PR #676, opened 2025-08-30
made uselogin independent of login web form; ...

gggeek:
...formatting in api_login.php


includes/UserLogin.php
```diff
@@ -275,9 +279,10 @@ function userLogin($Name, $Password, $SysAdminEmail = '') {
 										$EmailText);
 				}
 
-				unset($_POST['UserNameEntryField']);
-				unset($_POST['Password']);
-				unset($_SESSION['DatabaseName']);
+				// gg: moved this into session.php, to make this code independent of the login web form
```
timschofield, line 282: Hi Gaetano, I'm sure I'm missing something but what do we gain from moving this code to session.php?

Tim

timschofield: @gggeek I'm not that bothered about the changes in this PR, though it does seem to be trying to fix something that isn't broken. 
I am more concerned about the direction you are talking about taking this. I am horrified about the idea of users writing command line scripts to update the base accounting records, bypassing the controls that webERP has in place to maintain the integrity of those records. I can't off hand think of one legitimate reason for a user to be doing this. I can however think of many illegitimate reasons!
I strongly believe that right now we need to be concentrating on fixing things in the code that do not work so that we can get v5 out of the door, and then we can look to the future.

Tim

gggeek: @timschofield I think there is a misunderstanding at play.

It is always possible for someone with cli access to the server to run sql scripts, or even type away in a mysql client session, and modify db data, bypassing any security check from the application and all audit logging done from the application.

At the moment, the application does make it hard to create php cli scripts which do carry out long-running or periodic tasks, because many things, but user login in particular, are tied up to the session and to the login web page.

Imho this does actually encourage developer-users to hack around the system and do direct data modifications in their own scripts.

What I am proposing is not to make it easier for developer-users to develop their own hacks, but actually the opposite:
1. make it easier to develop php cli scripts which use the standard login, audit facilities
2. provide php cli scripts for all tasks which are commonly run as cron jobs, instead of relying on a cron-job which accesses a web page via curl (and actually forces disabling auth, as is currently done in at least one case!). Those will need a user/password to be passed in via cli options or an environment variable
3. optionally, take some of the existing "utility" pages, which clearly look like batchy stuff, ie. to be used only once or rarely, and which could take a lot of time and incur in either php timeout or out-of-memory, and transform them into cli scripts (either that, or have cli scripts which carry out the same task as the web page, avoiding code duplication as much as possible of course)

timschofield: > It is always possible for someone with cli access to the server to run sql scripts, or even type away in a mysql client session, and modify db data, bypassing any security check from the application and all audit logging done from the application.

Yes, of course someone with the database username/password combination can do a lot of damage to the system. I don't consider that a reason to give up on trying to protect the integrity of the base accounting records.

> 
> At the moment, the application does make it hard to create php cli scripts which do carry out long-running or periodic tasks, because many things, but user login in particular, are tied up to the session and to the login web page.

Yes, that is by design.

> 
> Imho this does actually encourage developer-users to hack around the system and do direct data modifications in their own scripts.

Yes, it is Free software and users are encouraged to modify existing scripts or make their own scripts, to be run through the webERP interface which provides a structured and controlled access to the base records.

> 
> What I am proposing is not to make it easier for developer-users to develop their own hacks, but actually the opposite:
> 
>     1. make it easier to develop php cli scripts which use the standard login, audit facilities

But what for? Apart from report_runner (which it is well known that I hate and would remove if I could) and the admin scripts that used to be part of the new release process but can now be removed, I can't think of a legitimate need to do this.

> 
>     2. provide php cli scripts for all tasks which are commonly run as cron jobs, instead of relying on a cron-job which accesses a web page via curl (and actually forces disabling auth, as is currently done in at least one case!). Those will need a user/password to be passed in via cli options or an environment variable

I have setup more implementations of webERP accross the world than I can count, and have never set up any cron jobs related to the running of webERP. If you are meaning for the creation of backups then I believe that is the job of the sysadmin.

> 
>     3. optionally, take some of the existing "utility" pages, which clearly look like batchy stuff, ie. to be used only once or rarely, and which could take a lot of time and incur in either php timeout or out-of-memory, and transform them into cli scripts (either that, or add cli scripts which carry out the same task as the web page, avoiding code duplication as much as possible of course)

As I have said several times, running any of the Z_ scripts should be left to somebody who is an expert in webERP. I always disable access to the Utilities module for all the sites I manage. They can do immense harm to the integrity of the data if used wrongly. Making them easier for people to use from the command line is the stuff of my nightmares!

Tim

gggeek:
> I don't consider that a reason to give up on trying to protect the integrity of the base accounting records.

I think that if we consider data integrity and security important, we should actively encourage good practices by end users. That could f.e. be a paragraph or a couple of phrases in the installation manual, mentioning things such as: setting up backups, enabling the mysql query log, making sure the webserver logs are also kept for a relevant amount of time, the standard php.ini settings which affect security, the tightest settings related to fs permissions which work with webERP, the tightest .htaccess which can be use, etc...

> Yes, it is Free software and users are encouraged to modify existing scripts or make their own scripts, to be run through the webERP interface which provides a structured and controlled access to the base records.

I fail to see how making your own scripts to be run through the webERP GUI differs from making your own scripts which are run on the cli, if both go through the same auth layer data access layer and auditing layer.

> I have setup more implementations of webERP accross the world than I can count, and have never set up any cron jobs related to the running of webERP. If you are meaning for the creation of backups then I believe that is the job of the sysadmin.

Just by a cursory grep for `$AllowAnyone`, I found the following web pages which actively encourage users to call them via curl or equivalent, i.e. automate their execution (automation might be of course be triggered periodically or on-demand): MailSalesReport, MailSalesReport_csv, MaintenanceReminders. Possibly also MailInventoryValuation, PDFWeeklyOrders and RecurringsalesOrderProcess.

As it stands, __all of those web pages are a security liability__, as they in fact disable all authorization checking.

Not only that, but because of the twisted way the DB to use is tangled with the session/cookie/login process, there are traces of a harcoded database name (`$DatabaseName`) in pages which disable auth checking :-(

I think that is enough proof both that _some users_ of webERP did find it useful to set up cron jobs, and that the current system makes that hard, brittle and unsafe.

Wouldn't it be better if it was possible instead to set up cron jobs that do not use curl, do proper authorization and authentication, and achieve the same results?

On a personal note: I have never seen a single app on which i worked, as small as it might be, that did _not_ benefit from introduction of cron jobs - the opposite of your experience.
Common tasks which are good to run on a schedule include: culling temporary data; running reports; checking for data integrity (any rules more complex than what the db enforces); sending notifications.

Speaking of temporary data: I saw a few scripts which drop a table, then create it and fill, on every access. I am not sure if that data is meant to stay in the db after those pages finish execution, but it seem that it does (those are not temp tables, and they show up in the demo sql). Is that by design? It seems an unusual pattern...

> As I have said several times, running any of the Z_ scripts should be left to somebody who is an expert in webERP. I always disable access to the Utilities module for all the sites I manage. They can do immense harm to the integrity of the data if used wrongly. Making them easier for people to use from the command line is the stuff of my nightmares!

I am at a loss here.

Some of the Z_ scripts are currently non functional, but present in the system. There is no simple way to figure out which one is broken and which one is not. In fact, quite a few of them seem to have been written for a specific customer, and never made generic enough to be useful for everyone...
It is possible to make them all executable via the web interface, even though, as you said, some are dangerous.
And yet, somehow, making the useable via the command line, while still requiring username/password authentication, is more dangerous???

gggeek:
@timschofield pps: even if you are against command line scripts, there are still the following benefits to this PR:

1. make it easier to introduce non-web-form-auth for APIs in the future
2. reduce lines of code
3. reduce the creep of global state into functions and increase code locality

Those might be considered small or nonexistent. Imho they outweigh the risk of breackage introduced.

timschofield:
> I think that if we consider data integrity and security important, we should actively encourage good practices by end users. That could f.e. be a paragraph or a couple of phrases in the installation manual, mentioning things such as: setting up backups, enabling the mysql query log, making sure the webserver logs are also kept for a relevant amount of time, the standard php.ini settings which affect security, the tightest settings related to fs permissions which work with webERP, the tightest .htaccess which can be use, etc...

I think you are missing the point. It's the accounting integrity I am talking about. There are certain base accounting records that should never be messed with except in a proper controlled manner, which currently the webERP interface provides.

> 
> I fail to see how making your own scripts to be run through the webERP GUI differs from making your own scripts which are run on the cli, if both go through the same auth layer data access layer and auditing layer.

I fail to see why it is necessary to provide command line scripts to update the DB. If I was still auditing and I had a customer who had an ERP system that allowed this, my first recommendation would be that they must find a new ERP system.


> 
> Just by a cursory grep for `$AllowAnyone`, I found the following web pages which actively encourage users to call them via curl or equivalent, i.e. automate their execution (automation might be of course be triggered periodically or on-demand): MailSalesReport, MailSalesReport_csv, MaintenanceReminders. Possibly also MailInventoryValuation, PDFWeeklyOrders and RecurringsalesOrderProcess.

A cursory look through the mailing lists and forums would show that I have always oppose0 the use of $AllowAnyone but it was already being used by many users. However it is only being used to produce reports as your list proves, not to update the system.

> 
> As it stands, **all of those web pages are a security liability**, as they in fact disable all authorization checking.
> 

Agreed, I always opposed the use of $AllowAnyone

> Not only that, but because of the twisted way the DB to use is tangled with the session/cookie/login process, there are traces of a harcoded database name (`$DatabaseName`) in pages which disable auth checking :-(
> 
> I think that is enough proof both that _some users_ of webERP did find it useful to set up cron jobs, and that the current system makes that hard, brittle and unsafe.

Agreed, we should stop it, but they are used by a lot of users.

> 
> Wouldn't it be better if it was possible instead to set up cron jobs that do not use curl, do proper authorization and authentication, and achieve the same results?

Isn't it way way better to stop their use at all?

> 
> On a personal note: I have never seen a single app on which i worked, as small as it might be, that did _not_ benefit from introduction of cron jobs - the opposite of your experience. Common tasks which are good to run on a schedule include: culling temporary data; running reports; checking for data integrity (any rules more complex than what the db enforces); sending notifications.

How many accounting/ERP applications are we talking about that you have worked on?

> 
> Speaking of temporary data: I saw a few scripts which drop a table, then create it and fill, on every access. I am not sure if that data is meant to stay in the db after those pages finish execution, but it seem that it does (those are not temp tables, and they show up in the demo sql). Is that by design? It seems an unusual pattern...

I'm not sure what your experience of MRP functionality is? The MRP functionality generates tables of predicted demand and supply each time it is run. The previous runs are deleted at the start of each new run. This is not an unusual pattern for MRP

> Some of the Z_ scripts are currently non functional, but present in the system. There is no simple way to figure out which one is broken and which one is not. In fact, quite a few of them seem to have been written for a specific customer, and never made generic enough to be useful for everyone... It is possible to make them all executable via the web interface, even though, as you said, some are dangerous. And yet, somehow, making the useable via the command line, while still requiring username/password authentication, is more dangerous???

Using them from the interface is OK as long as it is run under the instruction of someone who has a detailed understanding of webERP. I think I have explained this several times recently...

If all this is so great why don't people like SAP and Oracle allow customers to write random cli scripts to mess with their data?

Tim

gggeek:
@timschofield let's just agree to disagree on this topic - it seems we will never reach an agreement.

pakricard:
> and have never set up any cron jobs related to the running of webERP.

I run multiple cronjobs daily, directly related to webERP. They clean, speed up, organize and prepare work for the next day. I consider them an essential tool.

As examples:

- set reorderlevel to 0 to items marked during the day as obsolete
- check users have not messed up and set reorder levels for certain locations
- removed items marked as obsolete from the sales categories tables
- update reorder level values for all current items 
- delete empty internal requests
- automatically authorize internal request generated during the day
- block inactive users not logging in for more than X days
- purge several tables
- prepare and send by email all inventory transfers automatically 
- send emails of tasks to be done to staff
- sync webERP DB with OpenCart DB
- ... 

> Z_ scripts should be left to somebody who is an expert in webERP. I always disable access to the Utilities module for all the sites I manage. They can do immense harm to the integrity of the data if used wrongly. Making them easier for people to use from the command line is the stuff of my nightmares!

I simply do not upload any of these Z_ scripts (except the ones that changes item codes, location codes) as they are extremely dangerous. I strongly believe they should be deleted. In a normal world, you should not need them. 

Regarding accounting integrity: 
Someone with the DB credentials and willing to do harm won't care if they have or not command line or cron job or script access. They can directly go to phpMyAdmin or CLI and update/delete whatever in gltrans and accounting integrity gets compromised. 

I consider hardcode the DB name in some scripts (and give them security page 15 aka sysadmin) very dangerous. The proposed changes in this PR do not decrease security, just sets the first steps towards increased security.

my 2 cents
R

dalers:
(edit, forgot I was forced to use SAP at Baker Hughes)

This is mostly a rebuttal to Tim's points (with respect) as I generally agree with @pakricard (and @gggeek with some cavaets).

> There are certain base accounting records that should never be messed with except in a proper controlled manner, which currently the webERP interface provides.

I would suggest then that NO files be provided with webERP other than files which can be selected directly from the user interface. Also related, any files which are known to have issues or which could compromise the integrity of the accounting records should NOT be included in the webERP project ("Z scripts", bash scripts and the like could still be provided in a seperate companion project).

> I have always oppose0 the use of $AllowAnyone

@timschofield I don't need to remind you that you are the project lead and personally control the project repo. If you don't believe webERP should support $AllowAnyone then you have the ability and ethical responsibility to remove the capability from the project. However, if you believe the needs of the webERP community outweigh your personal opinion in this regard, then we should continue to provide the feature but implemented in a responsible secure manner.

> as long as it is run under the instruction of someone who has a detailed understanding of webERP

Imho this is impossible practically. If we are being responsible, we should either not provide such files at all or provide them with clear instructions/warnings, user authentication and logging in the audit trail.

> why don't people like SAP and Oracle allow customers to write random cli scripts to mess with their data?

This is a red herring. The real reason is related to the complexity of their software, service contracts and the goal of commercial software vendors to maximise profit, minimise liability and protect a closed eco system of service providers. Also no responsible corporate officer (financial or otherwise) would entertain having employees write and run "random cli scripts" .

Fwiw, I have used SAP (but not Oracle) and several commercial 2nd-tier systems (Syspro, Syteline, Infor Visual and Dynamics GP) and knowlege through colleagues of a few more (Dynamics NAV, Epicor, Exact, Made2Manage and MRPEasy). I have also participated in two implementation/migration projects as the engineering domain specialist (Syteline and the other I've forgotten). My experience is that a commercial 1st and 2nd tier ERP software implementation generally involves a dozen contractors (a PM, several BIs and a half-dozen developers, each a narrow specialist), in addition to the dozen or so internal domain specialists, which puts them in a different league than companys' for which webERP would be of interest.

dalers:
> I simply do not upload any of these Z_ scripts (except the ones that changes item codes, location codes) as they are extremely dangerous. I strongly believe they should be deleted. In a normal world, you should not need them.

This reminds of of the MariaDb/MySQL "mysql_secure_installation" script. I recommended in my previous comment that "dangerous" files should simply be deleted from webERP but perhaps a "weberp_secure_installation" script to use after installation would be a more palatable approach. 

> my 2 cents

@pakricard you are far too modest. So far as I can tell, you are the _only_ active project contributor personally using webERP to manage the operations of your company. Imho, that's worth $2M, not 2 cents!  :-)

gggeek:
> perhaps a "weberp_secure_installation" script to use after installation would be a more palatable approach.

Which, ironically, would have to be a cli script, as it would need to be run as root and not as the webserver user, in order to remove write access to the `companies` folder, `config.php` and co. 🤣 

I'm all in favour of that, but tbh I'd rather start with creating a clear guide about securing weberp, and showing it (or a link to it) as last step of the setup wizard.

The reason is that there are many aspects of "security" which can not be achieved by an automated script, such as eg. setting up periodic mysql backups. And for things which could realistically be achieved, such as writing an `.htaccess` file to the webRRP root dir, I doubt that we would ever reach consensus about what is the correct/safest approach (it seems that we start from very different positions regarding what are to be considered threat scenarios).

dalers:
> from very different positions regarding what are to be considered threat scenarios.

How would you summarize our positions? 

I think the significant threat scenarios are:

- incorrect usage by authorized users who may be uninformed and perhaps careless but not malicious
- code errors
- unauthorized access from the internet

webERP server sysadmins are not considered threats.

timschofield:
> @timschofield let's just agree to disagree on this topic - it seems we will never reach an agreement.

OK, I was tired and frustrated last night, and I should have used more temperate language - sorry. In my defense I had just spent ages trying to work out why after your changes the installer had suddenly started to output hundreds of messages all saying that the admin user had been created (though the problem turned out to be nothing to do with the admin user). It was obvious you hadn't run the installer before submitting you changes and this meant that my "webERP time" had been spent tracking down why this had happened and then putting a temporary fix in just to make the installer at least function. I was frustrated. I do think that if we are to maintain the integrity of webERP we should as a bare minimum run the scripts we have changed before issuing a PR.

gggeek:
> ... if we are to maintain the integrity of webERP we should as a bare minimum run the scripts we have changed before issuing a PR.

I agree. I am sorry about the breackage. It was very obviously a copy-paste snafu, after I looked at your fix.

I admit that I have not been careful enough in testing my changes so far.

In my defence, running the installer takes quite some time.

This is why I have been steadfastly trying to implement automated testing for it, so that I can avoid inadvertently breaking it.

gggeek:
> How would you summarize our positions?

I can not really voice for any positions except mine. I can try, but please forgive me if I am far off.

> I think the significant threat scenarios are:
> * incorrect usage by authorized users who may be uninformed and perhaps careless but not malicious
> * code errors
> * unauthorized access from the internet
> * webERP server sysadmins are not considered threats.

I agree with the above.

Further to that, my position is regarding cli scripts is:
1. we should agree on whether we allow developer-users to develop their own custom code (be it cli scripts or custom web pages) and/or modify the webERP code
2. if we support / accept that developer-users might introduce such tweaks, we should give them tools to make it easy to develop their own code in a way that insures it goes through at least access-control (aka. login) and controlled data-access apis (which include audit logging)
3. if we do not consider that developer-users tweaking the code is officially supported, then the only reason to make it easy to develop cli scripts is if we want to add to webERP officially sanctioned cron jobs / batch scripts
4. since the webERP code is flexible enough to assign policy checks to any web-page found on disk (not 100% sure about this, but I think it is), including custom ones, it stands to reason that the same principle could be applied to any php cli script found on disk as well
5. there is no difference whatsoever in securing a php cli script vs. securing a web page - in both cases, either the php code starts off with inclusion of session.php and complies with the webERP apis, or it is free to do anything with data and leave very little trace of its actions
6. further to the above, there is currently hackish logic in webERP which was added in order to allow automated execution of some reports which basically bypasses authentication+authorization. In order to undo that, and make code safer, the best solution is to have said reports generated a) via cli scripts, and b) have those cli scripts use the standard auth logic

Finally, back to the threat models:
* while "webERP server sysadmins are not considered threats", we should strive to a) make it hard for such sysadmins to do the wrong things, easy to do the right things, b) use as much as possible the facilities provided by the OS (such as filesystem permissions) to harden and secure the app from unintentional mistakes and side attacks (eg. another user of the operating system who has nothing to do with webERP should never be able to have any effect on the system)
* atm there is, imho, little care given to the "malicious access from the internet" case. The code is not developed with a defensive mindset, but it rather assumes that the http requests it receives are only the ones generated by clicking on links/forms within the app
* re "code errors": the "defence in depth" principle always applies. A php site can be hacked because of errors in the php code, in the php dependencies, in the php engine, in the myriad of C libraries loaded by the php engine, in the web server code, in the db code, in the OS code. Of those, only the first one is under control of the webERP developers. Measures should be taken to mitigate as much as possible breaches in all the others (fe. we could recommend that the sysadmins set up logging of all commands executed by a shell, that the os logs are shipped to an external system via syslog or written to an append-only filesystem, that the mysql server logs 100% of the executed queries. BUT all of those measure take a lot of time, generally make usage of the system more unwieldy, and are hard to set up properly. Given the fact that webERP target usage is the SME, it seems unlikely that such hardening will be often applied).

pakricard:
> 1. we should agree on whether we allow developer-users to develop their own custom code (be it cli scripts or custom web pages) and/or modify the webERP code

By definition of open source, developers-users can and will tweak and develop their own custom code. I am one of those ;-). 
No way to avoid it. Then, the safer the environment, the better. 

> 2\. if we support / accept that developer-users might introduce such tweaks, we should give them tools to make it easy to develop their own code in a way that insures it goes through at least access-control (aka. login) and controlled data-access apis (which include audit logging)

Agree

> 3\. if we do not consider that developer-users tweaking the code is officially supported, then the only reason to make it easy to develop cli scripts is if we want to add to webERP officially sanctioned cron jobs / batch scripts

Officially supported or not, it happens ;-). If we create the proper setup, then we can distribute as well some cron jobs or bash scripts if needed.

timschofield:
I think there is soime confusion here. When I talk about the security and integrity of the base accounting records I mean from an accountancy perspective. Accountants work within a set of globally agreed standards, and where something might be technically possible to do, if it controvenes those standards we can't do it.
One of the things I used to get asked for most when I was installing webERP around Africa was the ability to edit an already posted transaction. Whilst this is easily doable from a coding perspective it destroys the integrity of the base accounting records and is a fraudsters charter. I know we can't prevent a determined user doing it, but making it easier to do via random command line scripts is not something I want webERP to do.

Tim

timschofield:
> @timschofield I don't need to remind you that you are the project lead and personally control the project repo. If you don't believe webERP should support $AllowAnyone then you have the ability and ethical responsibility to remove the capability from the project. 

Oh how I wish life was this simple. I also have a responsibility to not break current implentations if at all possible, and many implentations still use it. Removing $AllowAnyone would break those implentations so I hold my nose and just accept that this is the way the world is :)

gggeek:
> I think there is some confusion here. When I talk about the security and integrity of the base accounting records I mean from an accountancy perspective. Accountants work within a set of globally agreed standards, and where something might be technically possible to do, if it contravenes those standards we can't do it.

I think no-one in this discussion or other similar ones proposed to relax the current security and integrity practices, esp. in ways that would make the app legally unsuitable for usage, whichever the country.

On the other hand, if something is required from a legal / accountancy perspective, we can not abstract from the limits/issues of its technical implementation - those can not be simply waived away, f.e. if something bad has happened and there are court proceedings involved. We should at least develop according to "well established",  "industry standard" security practices.

The setup wizard was f.e., up until to a very recent commit, suggesting a default password at install time. That would, arguably, run afoul of PCI DSS requirement 2.

> [...] I know we can't prevent a determined user doing it, but making it easier to do via random command line scripts is not something I want webERP to do.

I will repeat my opinion on this once more:

* nothing in webERP is, atm, preventing a zealous syadmin, developer or implementor from adding custom code, be it bash scripts, pgp cli scripts or web pages*.
* The main difference between one such user creating a custom web page vs. a custom cli script is that, atm, it is easy to make the web page do authentication and authorisation, while it is hard to make the cli script do the same.
* It seems that multiple users, including @pakricard, have felt the need over time to run periodic tasks. That resulted in disabling access controls for a select list of report-generating pages, which we all agree is a bad solution. A better solution would have been, imho, allowing those reports be generated via _cli scripts that respect access controls, and require a login/password to run_.
* Even if we make it easy to develop cli scripts which respect access controls, nothing prevents the security-minded sysadmin/product-owner to lock down the app by setting filesystem permissions to read-only, restricting shell access, and tightening access to the existing php scripts via the weberp policy system. Those 3 things are to be done (or not required) in any case, irregardless of said ease-of-development.
* Vice-versa, there is a chance that current users _already_ developed cli scripts which modify data, and do so in a way which make it completely untraceable. Which is what we all want to avoid.

I fail to see, in this long thread, where you have confuted, at least once, the fact that cli scripts can be made to respect the same access controls than web pages. Or explain why you think that they are inherently less safe than web pages (when, if anything, they can only be executed only by someone with shell access, which is, generally, a more restricted set of users than the users of the web interface).

I am happy to discuss this further by voice, if you deem it useful, otherwise I guess we will just have to accept that we do not agree on this whole topic.

`* = of course barring blocking write-permissions to the filesystem. But there is no "tighten down the installation" guide available atm, afaik, with steps by step instructions about that. Even if there was one, the code currently does make it hard to set the whole installation to read-only, as there is a lot of scripts which generate pdf files or other reports, and not all of them are stored in the system temp dir...

timschofield:
How about we agree to park this until we get v5 out of the door and then sit down together and work out a way between us to make this work?

gggeek:
> How about we agree to park this until we get v5 out of the door and then sit down together and work out a way between us to make this work?

Sure.

I'd still like to see this one go on quickly, as it is a small change, and does not seem to carry big risks, but it's not a blocker either.

Side note: I hope I'm not distracting anyone from work required for the 5.0 release. On my side, all I am working on that I'd like to see go in before that is: 1. fix the installer unit tests / clarify minimum supported db version; 2. bring back the change of default db tables charset to utf8mb4; 3. add an 'add company' mode to the installer; 4. a couple of installer improvements for robustness and user experience; 5. double-check if the current usage of gettext commands to extract translation strings from php files still works or needs fixing.

timschofield:
>5. double-check if the current usage of gettext commands to extract translation strings from php files still works or needs fixing.

Ah, just realised that it doesn't work. xgettext works by extracting all the strings within the _() function. Your __() function does a great job of translating when the locale isn't present but doesn't work with xgettext.

Problem....

gggeek:
Xgettext takes an arg or cli option telling it which function to look for. I dont remember off the top of my head, but it should be in the docs of the polyfill-gettext package

timschofield:
> Xgettext takes an arg or cli option telling it which function to look for. I dont remember off the top of my head, but it should be in the docs of the polyfill-gettext package

OK, I read the man file earlier and couldn't see anything but you know more about this stuff than me. I'll leave it with you.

◆ ◆ ◆

Where does the word "disagree" show up in the material? Copy out each line that has it.

@timschofield let's just agree to disagree on this topic - it seems we will never reach an agreement.
> @timschofield let's just agree to disagree on this topic - it seems we will never reach an agreement.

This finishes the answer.